RECORD EXCERPTS:
++++++++++++++++++++
PR #40, opened 2017-03-23
Use base64 encoding for communication

davidanthoff:
I couldn't get things to work without this on my machine...

### DIFF
--- a/src/cache.jl
+++ b/src/cache.jl
@@ -94,17 +94,22 @@ end
 updatecache(absentmodule::Symbol, server) = updatecache([absentmodule], server)
 
 function updatecache(absentmodules::Vector{Symbol}, server)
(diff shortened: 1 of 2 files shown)


ZacLN:
Hmm, this is causing me problems now:
```
ERROR (unhandled task failure): ArgumentError: incorrect base64 format, block must be at least 2 and at most 4 bytes
```
when doing `using Parser`. 

Seems to be fine with other packages, any idea what could cause this?

davidanthoff:
Hm, very strange... I would think that base64 encoding doesn't use unicode?

ZacLN:
I have no idea how any of this works tbh, I was just thinking that some of the unicode symbols take up strange sized data block

PR #45, opened 2017-04-04
Move linter into separate process

davidanthoff:
This is not perfect, but given that we want to kick out Lint.jl hopefully soon I think it might be good enough for now?

This no longer uses a Lint package that we bring with the VS extension, instead is requires Lint to be installed in the user pkg directory. I think that is the only way right now to have the lint process use the user precompiled binaries and also really isolate our LS process from any bugs/errors/problems in the lint process.

### DIFF
--- a/REQUIRE
+++ b/REQUIRE
@@ -1,4 +1,4 @@
 julia 0.5
 JSON 0.8.0
-Lint 0.2.5
+Lint 0.5.0
 URIParser 0.1.6
--- a/src/LanguageServer.jl
+++ b/src/LanguageServer.jl
@@ -1,7 +1,6 @@
 module LanguageServer
 
 using JSON
-using Lint
 using URIParser
 using JuliaParser
 
--- a/src/languageserverinstance.jl
+++ b/src/languageserverinstance.jl
@@ -9,6 +9,7 @@ type LanguageServerInstance
 
     debug_mode::Bool
     runlinter::Bool
+    linter_is_installed::Bool
 
     user_pkg_dir::String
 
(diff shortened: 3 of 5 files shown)


davidanthoff:
@ZacLN I think the test failure happens because I moved the whole send message story into another task. I need to do that because otherwise multiple tasks might write to STDOUT, and that doesn't work because the messages can get mangled. Not sure how to fix the hover test now, though... Any idea?

ZacLN:
I haven't had a chance to have a look at this yet but I'll try and get my head round it tomorrow morning and give my 2p!

ZacLN:
Hmm, I couldn't get any where with this. Is it just the tests failing for you? I can't get it running at all, it can't open the pipe to communicate

davidanthoff:
Yeah, for me it is just the tests that fail. I have a Linux system, so I'll try to get it to run there first and then will ping you again.

davidanthoff:
@ZacLN Should we just nix this? There are so many false positives with this in any case, so lets just move over to your diagnostics with the next release and completely drop Lint.jl?

ZacLN:
I think so. I've added everything from the [list](https://lintjl.readthedocs.io/en/latest/features/) of features that can be implemented on the run through of the parser (i.e. only local scope knowledge). 

A second pass function should be able to collect most conflicts deriving from undeclared/misused variables/functions/types

davidanthoff:
Ok, I'll leave the PR open for now, but fingers crossed we will just close it without merging once you have merged your new stuff :)

PR #49, opened 2017-04-07
Fix base64 encoding bug

davidanthoff:
This should fix the base64 encoding bugs we were still seeing.

### DIFF
--- a/src/cache.jl
+++ b/src/cache.jl
@@ -113,7 +113,7 @@ function updatecache(absentmodules::Vector{Symbol}, server)
     
     @async begin 
         str = readline(o)
-        data = base64decode(str)
+        data = base64decode(chomp(str))
         mods = deserialize(IOBuffer(data))
         for k in keys(mods)
             if !(k in keys(server.cache))
--- a/src/provider_misc.jl
+++ b/src/provider_misc.jl
@@ -45,7 +45,7 @@ function process(r::JSONRPC.Request{Val{Symbol("initialize")},Dict{String,Any}},
 
     @async begin
         str = readline(o)
-        data = base64decode(str)
+        data = base64decode(chomp(str))
         mods = deserialize(IOBuffer(data))
         for k in keys(mods)
             if !(k in keys(server.cache))


ZacLN:
this is giving me 
```
ERROR: MethodError: no method matching SubArray{UInt8,1,Array{UInt8,1},Tuple{UnitRange{Int64}},true}()
Closest candidates are:
  SubArray{UInt8,1,Array{UInt8,1},Tuple{UnitRange{Int64}},true}{T,N,P,I,L}(::Any, ::Any, ::Any, ::Any) at subarray.jl:14
  SubArray{UInt8,1,Array{UInt8,1},Tuple{UnitRange{Int64}},true}{T}(::Any) at sysimg.jl:24
Stacktrace:
 [1] close(::Base.AbstractIOBuffer{SubArray{UInt8,1,Array{UInt8,1},Tuple{UnitRange{Int64}},true}}) at ./iobuffer.jl:251
 [2] base64decode(::SubString{String}) at ./base64.jl:234
```

is this a v0.5/6 issue?

src/cache.jl
```diff
@@ -113,7 +113,7 @@ function updatecache(absentmodules::Vector{Symbol}, server)
     
     @async begin 
         str = readline(o)
-        data = base64decode(str)
+        data = base64decode(chomp(str))
```
ZacLN: `base64decode` doesn't work with a SubString, 
`data = base64decode(String(chomp(str)))`
gets this working. We reallocated the full string

davidanthoff: I think that is actually a bug on julia ``master``, see JuliaLang/julia#21314. Maybe we'll wait and see what they say over there? If they fix that quickly, we can wait here with the merge, otherwise we can go with the copy approach?

ZacLN: Yep that's fine w/ me

davidanthoff: Alright, I think Jeff fixed this on ``master``, can you maybe confirm and then merge this?

davidanthoff:
I can close this, right? We are not using any of this in the current version?

ZacLN:
Yep

PR #51, opened 2017-04-14
Use JSON.lower specialization

TotalVerb:
`JSON._writejson` was an internal implementation detail and should not have been used to override the serialization of `Range`. In JSON 0.9.0, `_writejson` has been removed.

cc @tkelman, see https://github.com/JuliaLang/METADATA.jl/pull/8820#issuecomment-294069652

### DIFF
--- a/src/protocol.jl
+++ b/src/protocol.jl
@@ -19,12 +19,8 @@ type Range
     stop::Position # mismatch between vscode-ls protocol naming (should be 'end')
 end
 
-function JSON._writejson(io::IO, state::JSON.State, a::Range)
-    Base.print(io,"{\"start\":")
-    JSON._writejson(io,state,a.start)
-    Base.print(io,",\"end\":")
-    JSON._writejson(io,state,a.stop)
-    Base.print(io,"}")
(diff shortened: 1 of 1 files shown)


davidanthoff:
@tkelman If we merge this into ``master`` it won't affect the tagged version and won't help with package evaluator runs (which I assume triggered this?) because we won't tag anything off ``master`` for quite a while. Do you want me to create a bug fix branch off the last tagged version and then tag a patch release with this fix there? I assume that would help with package evaluator runs?

tkelman:
We've done https://github.com/JuliaLang/METADATA.jl/issues/8820 in metadata for now which means if you have LanguageServer 0.0.1 installed, JSON will be held back to 0.8.x. In order to have LanguageServer be able to coexist with JSON 0.9.0 you may want to make a backport release, sure.

davidanthoff:
Alright, lets not do a backport release. I can't imagine that anyone is using this package in any case, except us. I do want to make sure package evaluator isn't blocked by this issue, but with the bounds in METADATA.jl that should be achieved already.

Issue #11, opened 2016-11-28
How to handle packages that are loaded from user code?


davidanthoff:
Ideally we would not ever load any user code into the LS process. This makes it non-trivial to get at documentation, symbols, methods etc. from packages that user code might load. I'm not entirely sure how to best handle this, here are some rough ideas:

1. span a new julia process, that julia process loads the package, and returns all the necessary information to the LS process, say in JSON format. This could be done async, so maybe some of the symbols and info from the package would only show up after a while.
2. run our static analysis on the package that a user loads. This will probably miss some things...

In general it might also make sense to cache symbol/method/function/doc information about packages on file or something...

ZacLN:
Option 1 is the way to go I think, static analysis is going to miss too much loop/eval'd code generation stuff. 

Caching it all make sense and we can check for changes with whatever `
compilecache` uses

davidanthoff:
I guess one question is: how can we get the list of all *methods* defined in a given module. In particular, can we somehow get methods that actually extend a function in say base, that were defined in a module?

ZacLN:
We can use the static analysis stuff and find all import statements, then filter the relevant functions' method tables by their  `.module`

davidanthoff:
Ah, cool! And actually, we might just see how performance looks like if we just look at all methods and check their ``.module``, if that is not too slow we could avoid the whole static analysis, right?

ZacLN:
I've whipped up a simple [script](https://gist.github.com/ZacLN/111ffa8ee7cc28ac863de02835dba086) that pulls hovers and goto defs from packages. It only takes ~ 5 seconds on my computer to pull everything from `Base`, this will be a bit longer when I add signatures but I don't think it's anything to worry about. Size for `Base` is around 3Mb so storage is no great ordeal

davidanthoff:
Do you mean line 4 takes 5 secs on your system? That line takes 0.1 seconds on my system :) But yes, speed doesn't seem to be a huge issue here.

ZacLN:
Well that's distressing!

ZacLN:
Oh no I meant to pull all the documents from running `cachemodule`! I was worried my computer was busted somehow...

Anyway I've fiddled with this and have it working to pull `Base`/`Core` and all sub modules and to cache user installed packages.

[...]

PR #58, opened 2017-05-25
Updates LS for CSTParser refactor

ZacLN:
Changes: 
- Uses new CSTParser format for expressions.
- Improved accuracy of scoping.
- Handles imports of individual symbols.
- Adds lint-package command to check REQUIRE against imported modules.
- Adds start of framework for on-type linting.


src/languageserverinstance.jl
```diff
@@ -26,13 +23,15 @@ function send(message, server)
...
     @schedule begin
-        for missing_module in server.user_modules
-            if !(missing_module in keys(server.cache)) && !(missing_module in wontload_modules)
-                updatecache(missing_module, server)
-                if !(missing_module in keys(server.cache))
-                    push!(wontload_modules, missing_module)
+        for (modname,uri,loc) in server.user_modules
+            if !(modname in wontload || modname in loaded) 
+                try 
+                    @eval import $modname
```
davidanthoff: Alright, lets do this for now, but I would still like to get rid of this eventually...

ZacLN: I agree with your thoughts in #11, it's just that it's much easier to add the features and find out whats possible having everything 'just there' rather than as a three step process of retrieve/store/transfer.

davidanthoff: Yeah, lets move forward and try to solve this later!

PR #73, opened 2017-05-31
move all parsing inside try block, return parse error diagnostic on serious parsing failure

ZacLN:


davidanthoff:
Hm, I'm not a fan of this... Essentially this will handle bugs in the parser code that we should just fix, right? I've always felt that it is better to just let things crash in this case, get a bug report from users and fix things. With this, I'm pretty sure we will just never learn about those kinds of bugs...

ZacLN:
Alright I'll give it a go removing the try block completely

davidanthoff:
Yes, that would be great! Sorry for being a pain on this point, but I hope it will pay off longterm.

ZacLN:
No you're right, it should be fine now anyway

PR #75, opened 2017-05-31
Lint pass

ZacLN:
Adds a lint pass after parsing, checks for use of undeclared variables.

### DIFF
--- a/src/document.jl
+++ b/src/document.jl
@@ -7,9 +7,10 @@ type Document
     code::CSTParser.File
     diagnostics::Vector{CSTParser.Diagnostics.Diagnostic}
     _version::Int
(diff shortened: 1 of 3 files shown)


ZacLN:
This is working well, is `julia-vscode` tracking the latest version of CSTParser or master? If the former I'll push a new version so that this can be tested

davidanthoff:
It is tracking ``master`` of CSTParser, but one needs to manually do the tracking. I just pushed a new version of julia-vscode that uses the latest CSTParser. In general, julia-vscode is completely isolated from METADATA for all packages.

This PR here is ready for review, right?

ZacLN:
Yep this guy's ready to go

PR #81, opened 2017-06-08
fix diagnostics positioning, add tests

ZacLN:


ZacLN:
@davidanthoff , I'm at a bit of a loss here. This passes on my setup and equivalent tests directly on [CSTParser](https://github.com/ZacLN/CSTParser.jl/pull/16) give the correct output. Could you test on your system whether the following tests fail:
```
using CSTParser
using Base.Test

ps = ParseState("""
abstract T
type T end
immutable T end
typealias T T
bitstype T 8""")
x,ps = CSTParser.parse(ps, true)
@test ps.diagnostics[1].loc == 0:8
@test ps.diagnostics[2].loc == 11:15
@test ps.diagnostics[3].loc == 22:31
@test ps.diagnostics[4].loc == 38:47
@test ps.diagnostics[5].loc == 52:60
```

davidanthoff:
Isn't the CI build just using an old CSTParser version? The last tagged version of CSTParser is v0.0.5, so when travis runs it is missing all of [these](https://github.com/ZacLN/CSTParser.jl/compare/v0.0.5...master) commits.

ZacLN:
Ah yes of course, Doh! I'll sort this then we're ready

PR #84, opened 2017-06-13
Add `end` completion

ZacLN:


andyferris:
Will this decrement indentation of `end` automatically as I type it?

ZacLN:
At the moment in vscode de-indenting occurs on hitting enter (after `end`, `else`, etc.)

andyferris:
OK, I see that now. This will become more obvious after this fix :)

davidanthoff:
@andyferris If you want to add another voice over at the VS Code repo to fix this properly, here is the issue: Microsoft/vscode#2272.

andyferris:
Done.

PR #85, opened 2017-06-21
fix return tuple of parse_jmd

ZacLN:


davidanthoff:
I assume this should be included for our 0.6 release, right?

PR #81, opened 2022-06-22
visual-diff: add retries

margaree:
Tested in this PR https://github.com/BrightspaceUI/core/pull/2570

Something to note is that if we're in a situation where a lot of tests are failing and retrying (e.g., puppeteer version bump) this could result in a timeout. In this situation we could bump `timeout-minutes` temporarily in the visual-diff workflow.

### DIFF
--- a/visual-diff/action.yml
+++ b/visual-diff/action.yml
@@ -16,6 +16,9 @@ inputs:
   GITHUB_TOKEN:
     description: Token to use to open the goldens PR
     required: true
+  RETRIES:
+    description: Number of times to retry a failed test
+    default: 2
   TEST_PATH:
     description: Path passed into the mocha call defining the locations and name structure of the tests
     default: './{,!(node_modules)/**}/*.visual-diff.{js,mjs}'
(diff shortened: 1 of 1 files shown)


svanherk:
> Something to note is that if we're in a situation where a lot of tests are failing and retrying (e.g., puppeteer version bump) this could result in a timeout. In this situation we could bump timeout-minutes temporarily in the visual-diff workflow.

Or since you made this an input, we could also just set retries to 1 temporarily 🎉

margaree:
> > Something to note is that if we're in a situation where a lot of tests are failing and retrying (e.g., puppeteer version bump) this could result in a timeout. In this situation we could bump timeout-minutes temporarily in the visual-diff workflow.
> 
> Or since you made this an input, we could also just set retries to 1 temporarily 🎉

Yup absolutely!

dlockhart:
Can you update the README? Typically we list out all the options and what they do.

dlockhart (approved):
Yay!

PR #83, opened 2022-06-29
Add get-maintenance-version action

eKoopmans:
This is a generic action that can be reused for checking whether the current branch is a "maintenance branch" and getting the matching maintenance version.

It's a prerequisite for getting translations merged into BSI (and the LMS) for 2022.7. This is the plan:

1. Add this action
2. Update the `semantic-release` action to skip the `MINOR_RELEASE_WITH_LMS` steps when it's a maintenance branch
3. On BrightspaceUI/core, delete and recreate branch `2.25.x` - this should retrigger the action, with this change, causing a patch version bump and release

Rally: https://rally1.rallydev.com/#/?detail=/userstory/641415440391&fdp=true

### DIFF
--- a/get-maintenance-version/README.md
+++ b/get-maintenance-version/README.md
@@ -13,7 +13,7 @@ Include this action at any point before its data is required, and retrieve the d
 - name: Some other action
   run: |
     echo "Maintenance version: ${{ steps.get-maintenance-version.outputs.MAINTENANCE_VERSION }}"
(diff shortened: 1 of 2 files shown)


dlockhart (approved):
Cool! I could go either way as to whether this action belongs here in BrightspaceUI or [with the other lms-version actions](https://github.com/Brightspace/lms-version-actions). This isn't really LMS-specific, so I'm good with it being here. 🤷

dlockhart:
> They're both public repos, so I don't think so.

That's my understanding as well!

PR #84, opened 2022-06-30
Skip minor release on maintenance branches

eKoopmans:
This is a follow-up to #83.

Adding the `IS_MAINTENACE_VERSION` check individually to each step isn't the cleanest, but it follows what's being done already with `MINOR_RELEASE_WITH_LMS`. The alternative would be moving that chunk of steps to its own action, and controlling whether to run the whole action with those two checks.

Rally: https://rally1.rallydev.com/#/?detail=/userstory/641415440391&fdp=true


dlockhart (approved):
🙌

PR #76, opened 2022-05-25
Revert "adding NPM support to incremental-release (#75)"

dlockhart:
This reverts commit 4f846c0877d0a3eb642ea8a9b441224a0f5031e4.

It was causing issues as I forgot the `run: |` section, but we're also now not sure we even need this so I'm just removing it entirely for now.

PR #91, opened 2022-09-12
feat: Add npm publish with tags to incremental-release

eKoopmans:
This PR:

- re-adds the optional npm publish step that was originally added (then removed) by @dlockhart in PRs:
  - https://github.com/BrightspaceUI/actions/pull/75
  - https://github.com/BrightspaceUI/actions/pull/76
- adds logic for tagging any npm release coming from a "maintenance branch", to match what's now being done in `match-lms-version`:
  - https://github.com/Brightspace/lms-version-actions/pull/6
- updates `get-maintenance-version` to recognize maintenance branches that don't end with `.x`
  - e.g. `release/3.19`, which is the relevant branch that needs fixing currently

Rally: https://rally1.rallydev.com/#/?detail=/userstory/646357845471&fdp=true

### DIFF
--- a/get-maintenance-version/action.yml
+++ b/get-maintenance-version/action.yml
@@ -12,7 +12,7 @@ runs:
   steps:
     - id: main
       run: |
-        MAINTENANCE_VERSION=$(echo "${GITHUB_REF##*/}" | grep -Eo "^[0-9]+\.([0-9]+\.)?x$" || true)
+        MAINTENANCE_VERSION=$(echo "${GITHUB_REF##*/}" | grep -Eo "^[0-9]+(\.[0-9]+)?(\.x)?$" || true)
         echo "Maintenance version determined from branch name: $MAINTENANCE_VERSION"
         echo "::set-output name=MAINTENANCE_VERSION::$MAINTENANCE_VERSION"
       shell: bash
--- a/incremental-release/README.md
+++ b/incremental-release/README.md
@@ -1,6 +1,6 @@
 # Incremental Release Action
 
-This GitHub action looks for keywords in the latest commit to automatically increment the package version and create a tag.
+This GitHub action looks for keywords in the latest commit to automatically increment the package version, create a GitHub release/tag, and optionally publish to NPM.
 
 ## Using the Action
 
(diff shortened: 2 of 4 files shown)


incremental-release/README.md
```diff
@@ -49,6 +51,61 @@ The release step will fail to write to `package.json` if you have branch protect
...
+    auth-token: ${{env.CODEARTIFACT_AUTH_TOKEN}}
+```
+
+### NPM
+
+Setup Node:
+
+```yml
+- name: Setup Node
+  uses: Brightspace/third-party-actions@actions/setup-node
```
svanherk, line 83: Did you find that the `https://registry.npmjs.org` stuff from the old PR (https://github.com/BrightspaceUI/actions/pull/75/files#diff-df91ce91fa6ed4c9d6d931dc5cdb55c121dbc990bb0d81a9703fb0587fc2f979R64) wasn't actually needed?

get-maintenance-version/action.yml
```diff
@@ -12,7 +12,7 @@ runs:
   steps:
     - id: main
       run: |
-        MAINTENANCE_VERSION=$(echo "${GITHUB_REF##*/}" | grep -Eo "^[0-9]+\.([0-9]+\.)?x$" || true)
+        MAINTENANCE_VERSION=$(echo "${GITHUB_REF##*/}" | grep -Eo "^[0-9]+(\.[0-9]+)?(\.x)?$" || true)
```
svanherk, line 15: This piece will be interesting to keep an eye out for as places are updated, since unfortunately we don't enforce any naming standard for the maintenance branches like we do with `semantic-release` and `lms-version-release`.  I guess the "worst case" behavior if someone uses a unique name is that they're in the same place as before this feature was added (a certfix version being tagged as latest)

svanherk (approved):

incremental-release/README.md
eKoopmans: Yep, see these comments from @devpow112 :
https://github.com/Brightspace/lms-version-actions/pull/6#discussion_r906364903

get-maintenance-version/action.yml
eKoopmans: Yeah... We could more generically just look for "not main or master", and tag the release with some generic "maintenance" tag, because the specifics of the tag aren't important for us 🤷. Like you say, something to watch.

PR #94, opened 2022-10-14
switch actions to use new output format

dlockhart:


devpow112 (approved):

incremental-release/action.yml
```diff
@@ -54,7 +54,7 @@ runs:
         else
           echo "Did not find commit message flag, using DEFAULT_INCREMENT (${{ inputs.DEFAULT_INCREMENT }})"
         fi
-        echo "::set-output name=increment::$(echo "$TYPE")"
+        echo "increment=$(echo "$TYPE")" >> $GITHUB_OUTPUT
```
eKoopmans, line 57: Same comment about re-echoing - I think now's a good time to remove these. Can't think of any reason why to keep it (except for the `$(cat .lmsrelease)` one, which is doing something different).

semantic-release/action.yml
```diff
@@ -74,7 +74,7 @@ runs:
         GITHUB_TOKEN: ${{ inputs.GITHUB_TOKEN }}
         NPM_TOKEN: ${{ inputs.NPM_TOKEN }}
       run: |
-        echo "::set-output name=version::"
+        echo "version::=" >> $GITHUB_OUTPUT
```
eKoopmans, line 77: Missed the `::` removal here.

update-package-lock/action.yml
```diff
@@ -52,7 +52,7 @@ runs:
         id: check-for-changes
         run: |
           echo -e "\n\e[34mChecking For Changes"
-          git diff --exit-code package-lock.json && echo "::set-output name=changes-exist::$(echo false)" || echo "::set-output name=changes-exist::true"
+          git diff --exit-code package-lock.json && echo "changes-exist=$(echo false)" >> $GITHUB_OUTPUT || echo "changes-exist=true" >> $GITHUB_OUTPUT
```
devpow112, line 55: Same double echoing of stuff here

devpow112:
There's a bunch of `echo $(echo $VARIABLE)` type of stuff. All of it was pre-existing. Maybe can be cleaned up in another pass.

incremental-release/action.yml
dlockhart: Ok I've cleaned these up too!

eKoopmans (approved):

devpow112 (approved):

PR #99, opened 2022-11-18
Clarify brightspace-bot instructions

eKoopmans:
Just a small change here to clarify how to set up brightspace-bot and branch protection.

### DIFF
--- a/docs/branch-protection.md
+++ b/docs/branch-protection.md
@@ -14,9 +14,9 @@ To set up this bypass:
 
 2. Configure access to the `brightspace-bot`
 
-    This is also a temporary step, but make sure that the `brightspace-bot` GitHub account has Admin access to your repo.
+    This is also a temporary step, but make sure that the `brightspace-bot` GitHub account has Admin access to your repo by going to Settings -> Collaborators and teams -> Add people.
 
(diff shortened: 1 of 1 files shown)


oelhanafey (commented):
The issue I see with adding specific navigation instructions like this is that changes to the GitHub UI could make these instructions obsolete and confusing, when the user could search through GitHub documentation to figure out how to do this which would (hopefully) be kept up to date.

eKoopmans:
> changes to the GitHub UI could make these instructions obsolete and confusing

Hmm... My take is that they'd be no less confusing than there being no instructions.

> the user could search through GitHub documentation to figure out how to do this

I added these notes from my experience, where it wasn't obvious what to search for in the GitHub docs and there wasn't a clear doc with the answers I was looking for.

I'm hoping that with these changes, the process is ideally one-stop just looking at this doc - then if the GitHub UI has changed, it'll take a bit more hunting, but these instructions will give a starting point. And then if the user's feeling compelled, they can update this doc 😄.

oelhanafey (approved):
Okay makes sense! Yeah I suppose if the UI did change, then the user would realize that quickly, search elsewhere and hopefully update the doc.

PR #100, opened 2022-12-02
Add removed dependencies to dependency changes table 

imcdonald-d2l:
Add removed dependencies to the dependency changes table on the PR created by the action. Tested off dummy data locally - this should work just fine but has not been tested in a "production" environment.


svanherk (approved):
🎉🎉🎉 Thanks Ian!

PR #101, opened 2023-01-11
Update docs to remove D2L_GITHUB_TOKEN

svanherk:
We want to remove all unnecessary usages of `D2L_GITHUB_TOKEN`.  This action doesn't require it.


dlockhart (approved):
Nice

PR #102, opened 2023-01-12
Adjust AUTO_MERGE_METHOD commit message description

devpow112:
Now that repositories let you set what the default message for squash merges are update docs to point to the documentation on that and simplify description.


dlockhart (approved):
Thanks!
++++++++++++++++++++
WHAT TO PRODUCE:
Among the lines of the material, find those that hold the word "couldn" and copy them.

TASK ANSWER:
I couldn't get things to work without this on my machine...
Hmm, I couldn't get any where with this. Is it just the tests failing for you? I can't get it running at all, it can't open the pipe to communicate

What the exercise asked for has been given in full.